(What you have to do): Only the lines from the one with "must admit that" onward are wanted, through the last line of the entries, set down exactly.

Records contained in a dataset

PR #15686, opened 2024-09-15
add lua output to xxd

### LINKED ISSUE #15685: add lua output to xxd
Problem: currently xxd can only output C code
Soution: would like to add an option to output Lua code. other parameters: variable name, capitalization, number of columns etc. should be used in a similar way.

yuvalif:
Problem: currently xxd can only output C code
Soution: add "-L" an option to output Lua code.
other parameters: variable name, capitalization, number of columns etc. should be used in a similar way.

closes: #15685

### DIFF
--- a/src/testdir/test_xxd.vim
+++ b/src/testdir/test_xxd.vim
@@ -268,6 +268,76 @@ func Test_xxd()
     call assert_equal(expected, getline(1,'$'), s:Mess(s:test))
   endfor
 
+  " Test 19: Print Lua file
+  let s:test += 1
+  call writefile(['TESTabcd09'], 'XXDfile')
+  %d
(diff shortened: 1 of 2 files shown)


chrisbra:
Thanks, but I am a bit unsure. lua seems a bit niche. Is this really useful?

yuvalif:
> Thanks, but I am a bit unsure. lua seems a bit niche. Is this really useful?

asked a wide audience in the lua community: https://www.reddit.com/r/lua/comments/1fi9jus/embedding_binary_strings_in_code/

must admit that there is no clear indication that this is a "must have" feature for lua devs

yuvalif:
closing based on above comments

(Answer box):
must admit that there is no clear indication that this is a "must have" feature for lua devs

yuvalif:
closing based on above comments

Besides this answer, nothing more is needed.